PR #2402, opened 2026-03-21
Fix alignment tools working inside participant/lane

### LINKED ISSUE #2371: Alignment tools for labels don't work inside of participant/lane

qianchongyang:
## Problem

Alignment helpers (snap lines) work correctly for external labels outside of a participant, but fail to provide alignment assistance when the element is inside a participant or lane. The label target is not recognized as a "peer" for horizontal center alignment.

## Solution

Updated the alignment logic to correctly identify label targets inside participants and lanes. The snap line calculation now consistently handles elements regardless of their modeling context.

## Validation

- External labels inside participant/lane now show alignment snap lines
- Behavior is consistent with elements outside of participant
- Horizontal center alignment works correctly

Fixes #2371

### DIFF
--- a/lib/features/snapping/BpmnCreateMoveSnapping.js
+++ b/lib/features/snapping/BpmnCreateMoveSnapping.js
@@ -126,6 +126,17 @@ BpmnCreateMoveSnapping.prototype.addSnapTargetPoints = function(snapPoints, shap
 
   var snapTargets = this.getSnapTargets(shape, target);
 
+  // If shape is an external label, add its labelTarget as a snap target
+  // This ensures alignment works inside participant/lane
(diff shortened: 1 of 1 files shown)


ev-codes (changes requested):
@qianchongyang thanks for your contribution!

Before I continue the review, may you please:
- sign the CLA agreement [discussed here](https://github.com/bpmn-io/bpmn-js/pull/2402#issuecomment-4104335498)
- add tests that cover your change

Thank you 🙂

************

Exercise objective. Everything from the first line above through the line that contains "Before I continue" should be duplicated exactly, please, and nothing beyond it.

Output below.
PR #2402, opened 2026-03-21
Fix alignment tools working inside participant/lane

### LINKED ISSUE #2371: Alignment tools for labels don't work inside of participant/lane

qianchongyang:
## Problem

Alignment helpers (snap lines) work correctly for external labels outside of a participant, but fail to provide alignment assistance when the element is inside a participant or lane. The label target is not recognized as a "peer" for horizontal center alignment.

## Solution

Updated the alignment logic to correctly identify label targets inside participants and lanes. The snap line calculation now consistently handles elements regardless of their modeling context.

## Validation

- External labels inside participant/lane now show alignment snap lines
- Behavior is consistent with elements outside of participant
- Horizontal center alignment works correctly

Fixes #2371

### DIFF
--- a/lib/features/snapping/BpmnCreateMoveSnapping.js
+++ b/lib/features/snapping/BpmnCreateMoveSnapping.js
@@ -126,6 +126,17 @@ BpmnCreateMoveSnapping.prototype.addSnapTargetPoints = function(snapPoints, shap
 
   var snapTargets = this.getSnapTargets(shape, target);
 
+  // If shape is an external label, add its labelTarget as a snap target
+  // This ensures alignment works inside participant/lane
(diff shortened: 1 of 1 files shown)


ev-codes (changes requested):
@qianchongyang thanks for your contribution!

Before I continue the review, may you please:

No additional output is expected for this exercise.